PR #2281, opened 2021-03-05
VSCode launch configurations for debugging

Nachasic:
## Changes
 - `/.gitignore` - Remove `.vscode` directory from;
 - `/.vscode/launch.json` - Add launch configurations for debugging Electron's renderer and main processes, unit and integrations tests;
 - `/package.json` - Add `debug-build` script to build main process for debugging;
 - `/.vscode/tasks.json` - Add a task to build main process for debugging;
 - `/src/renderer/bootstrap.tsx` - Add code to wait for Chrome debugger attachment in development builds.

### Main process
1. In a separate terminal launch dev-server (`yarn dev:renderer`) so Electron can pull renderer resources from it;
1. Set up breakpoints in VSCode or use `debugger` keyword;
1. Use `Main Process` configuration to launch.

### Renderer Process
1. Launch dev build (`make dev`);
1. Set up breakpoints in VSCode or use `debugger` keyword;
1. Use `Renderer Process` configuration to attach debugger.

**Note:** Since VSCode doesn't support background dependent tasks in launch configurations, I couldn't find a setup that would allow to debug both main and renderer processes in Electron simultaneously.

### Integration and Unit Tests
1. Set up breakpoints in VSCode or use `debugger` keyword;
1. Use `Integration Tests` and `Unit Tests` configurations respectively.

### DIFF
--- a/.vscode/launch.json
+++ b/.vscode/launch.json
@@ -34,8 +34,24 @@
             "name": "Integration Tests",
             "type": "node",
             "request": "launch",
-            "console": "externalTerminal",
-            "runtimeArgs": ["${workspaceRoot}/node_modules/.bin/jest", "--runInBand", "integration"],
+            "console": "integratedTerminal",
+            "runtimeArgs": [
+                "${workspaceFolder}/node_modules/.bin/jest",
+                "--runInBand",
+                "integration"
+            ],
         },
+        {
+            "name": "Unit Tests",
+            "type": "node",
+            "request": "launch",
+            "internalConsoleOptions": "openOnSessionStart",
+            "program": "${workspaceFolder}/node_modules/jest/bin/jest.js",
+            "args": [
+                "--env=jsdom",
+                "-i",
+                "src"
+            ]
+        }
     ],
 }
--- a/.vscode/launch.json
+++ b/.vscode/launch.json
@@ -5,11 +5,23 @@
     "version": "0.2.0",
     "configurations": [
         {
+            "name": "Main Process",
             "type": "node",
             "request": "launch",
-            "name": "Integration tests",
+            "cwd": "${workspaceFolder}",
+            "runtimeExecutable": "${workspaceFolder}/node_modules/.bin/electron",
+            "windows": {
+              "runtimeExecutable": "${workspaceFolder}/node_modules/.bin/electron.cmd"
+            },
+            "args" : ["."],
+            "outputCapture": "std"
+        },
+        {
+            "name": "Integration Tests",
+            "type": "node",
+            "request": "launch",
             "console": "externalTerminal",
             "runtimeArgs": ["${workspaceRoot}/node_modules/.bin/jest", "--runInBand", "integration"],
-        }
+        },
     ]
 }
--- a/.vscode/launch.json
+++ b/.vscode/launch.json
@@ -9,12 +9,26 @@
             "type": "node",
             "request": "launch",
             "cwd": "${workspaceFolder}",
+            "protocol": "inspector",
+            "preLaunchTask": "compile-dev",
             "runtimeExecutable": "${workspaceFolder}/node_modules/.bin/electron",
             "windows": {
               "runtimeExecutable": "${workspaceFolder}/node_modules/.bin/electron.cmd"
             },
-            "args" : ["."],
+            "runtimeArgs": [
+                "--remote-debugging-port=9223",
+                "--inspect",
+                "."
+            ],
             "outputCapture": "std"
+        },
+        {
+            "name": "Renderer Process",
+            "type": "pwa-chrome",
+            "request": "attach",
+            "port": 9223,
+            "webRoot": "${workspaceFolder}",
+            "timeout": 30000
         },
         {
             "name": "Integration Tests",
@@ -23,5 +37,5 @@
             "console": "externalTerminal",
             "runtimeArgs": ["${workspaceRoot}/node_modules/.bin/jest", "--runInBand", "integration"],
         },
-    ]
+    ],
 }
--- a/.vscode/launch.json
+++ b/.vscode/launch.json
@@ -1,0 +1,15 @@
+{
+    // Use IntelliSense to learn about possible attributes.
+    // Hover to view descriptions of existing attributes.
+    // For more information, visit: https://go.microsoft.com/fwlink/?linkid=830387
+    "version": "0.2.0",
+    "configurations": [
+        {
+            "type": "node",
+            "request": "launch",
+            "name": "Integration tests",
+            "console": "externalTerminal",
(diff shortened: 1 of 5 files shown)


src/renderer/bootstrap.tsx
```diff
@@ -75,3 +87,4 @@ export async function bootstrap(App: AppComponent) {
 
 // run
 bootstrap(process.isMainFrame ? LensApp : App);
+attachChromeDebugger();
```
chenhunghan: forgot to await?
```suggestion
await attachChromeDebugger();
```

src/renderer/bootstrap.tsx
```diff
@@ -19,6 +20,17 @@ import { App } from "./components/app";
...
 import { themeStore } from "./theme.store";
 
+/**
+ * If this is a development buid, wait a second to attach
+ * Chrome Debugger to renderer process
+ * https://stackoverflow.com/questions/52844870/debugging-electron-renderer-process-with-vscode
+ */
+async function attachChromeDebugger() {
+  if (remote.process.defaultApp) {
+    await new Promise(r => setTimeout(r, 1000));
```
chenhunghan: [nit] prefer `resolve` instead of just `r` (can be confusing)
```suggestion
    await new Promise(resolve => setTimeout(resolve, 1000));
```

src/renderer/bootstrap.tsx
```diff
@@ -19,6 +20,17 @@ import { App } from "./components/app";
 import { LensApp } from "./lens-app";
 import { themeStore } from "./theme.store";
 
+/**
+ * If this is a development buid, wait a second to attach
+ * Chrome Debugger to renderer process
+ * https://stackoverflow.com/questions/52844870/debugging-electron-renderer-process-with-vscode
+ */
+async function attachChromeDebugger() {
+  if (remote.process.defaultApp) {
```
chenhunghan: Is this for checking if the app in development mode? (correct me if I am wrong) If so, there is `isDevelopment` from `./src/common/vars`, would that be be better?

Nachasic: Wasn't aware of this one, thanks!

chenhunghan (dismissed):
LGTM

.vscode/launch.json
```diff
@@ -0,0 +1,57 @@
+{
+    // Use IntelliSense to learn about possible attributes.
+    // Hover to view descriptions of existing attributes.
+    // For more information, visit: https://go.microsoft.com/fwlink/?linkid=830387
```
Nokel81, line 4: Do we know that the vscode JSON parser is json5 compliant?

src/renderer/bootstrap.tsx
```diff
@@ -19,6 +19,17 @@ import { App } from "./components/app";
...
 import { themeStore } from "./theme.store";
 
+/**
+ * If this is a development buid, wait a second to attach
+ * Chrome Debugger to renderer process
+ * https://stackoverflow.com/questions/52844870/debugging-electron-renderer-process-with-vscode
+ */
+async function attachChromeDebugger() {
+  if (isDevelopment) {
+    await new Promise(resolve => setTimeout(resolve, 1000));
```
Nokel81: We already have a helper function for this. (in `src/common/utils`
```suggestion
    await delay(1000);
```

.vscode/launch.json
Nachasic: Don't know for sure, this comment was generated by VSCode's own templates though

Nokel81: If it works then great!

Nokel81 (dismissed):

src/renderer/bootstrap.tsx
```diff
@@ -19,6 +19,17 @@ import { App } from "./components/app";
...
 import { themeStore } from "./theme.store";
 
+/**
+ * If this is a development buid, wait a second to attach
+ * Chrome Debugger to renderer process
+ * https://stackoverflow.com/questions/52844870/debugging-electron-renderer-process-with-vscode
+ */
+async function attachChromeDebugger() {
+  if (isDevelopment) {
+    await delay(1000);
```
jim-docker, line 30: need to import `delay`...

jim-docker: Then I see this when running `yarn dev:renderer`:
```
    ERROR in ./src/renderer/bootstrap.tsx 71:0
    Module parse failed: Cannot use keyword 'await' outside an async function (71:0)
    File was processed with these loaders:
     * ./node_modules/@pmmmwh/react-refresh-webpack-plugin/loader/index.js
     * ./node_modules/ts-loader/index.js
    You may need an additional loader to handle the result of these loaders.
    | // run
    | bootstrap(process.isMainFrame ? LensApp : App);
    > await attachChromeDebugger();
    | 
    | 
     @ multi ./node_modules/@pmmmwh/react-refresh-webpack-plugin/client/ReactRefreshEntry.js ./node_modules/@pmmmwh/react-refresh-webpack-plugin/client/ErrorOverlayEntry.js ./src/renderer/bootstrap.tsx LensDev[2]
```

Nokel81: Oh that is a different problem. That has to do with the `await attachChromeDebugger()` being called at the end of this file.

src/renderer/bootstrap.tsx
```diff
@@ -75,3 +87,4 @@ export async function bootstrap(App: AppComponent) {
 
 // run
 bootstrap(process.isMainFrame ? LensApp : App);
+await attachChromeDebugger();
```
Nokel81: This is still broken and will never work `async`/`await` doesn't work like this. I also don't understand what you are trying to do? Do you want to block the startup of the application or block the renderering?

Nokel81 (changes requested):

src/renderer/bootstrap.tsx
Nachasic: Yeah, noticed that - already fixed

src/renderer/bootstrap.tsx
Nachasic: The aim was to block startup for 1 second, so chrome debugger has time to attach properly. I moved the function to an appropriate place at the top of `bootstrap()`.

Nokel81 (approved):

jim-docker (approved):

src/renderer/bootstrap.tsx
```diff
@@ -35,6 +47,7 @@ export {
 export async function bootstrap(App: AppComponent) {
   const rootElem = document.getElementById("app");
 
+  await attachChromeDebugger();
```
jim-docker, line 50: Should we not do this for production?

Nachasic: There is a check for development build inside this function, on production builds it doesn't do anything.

══════════

Exercise = Which lines of the records above contain the word "plugin"? Report each one in full.

Answer for this exercise =
     * ./node_modules/@pmmmwh/react-refresh-webpack-plugin/loader/index.js
     @ multi ./node_modules/@pmmmwh/react-refresh-webpack-plugin/client/ReactRefreshEntry.js ./node_modules/@pmmmwh/react-refresh-webpack-plugin/client/ErrorOverlayEntry.js ./src/renderer/bootstrap.tsx LensDev[2]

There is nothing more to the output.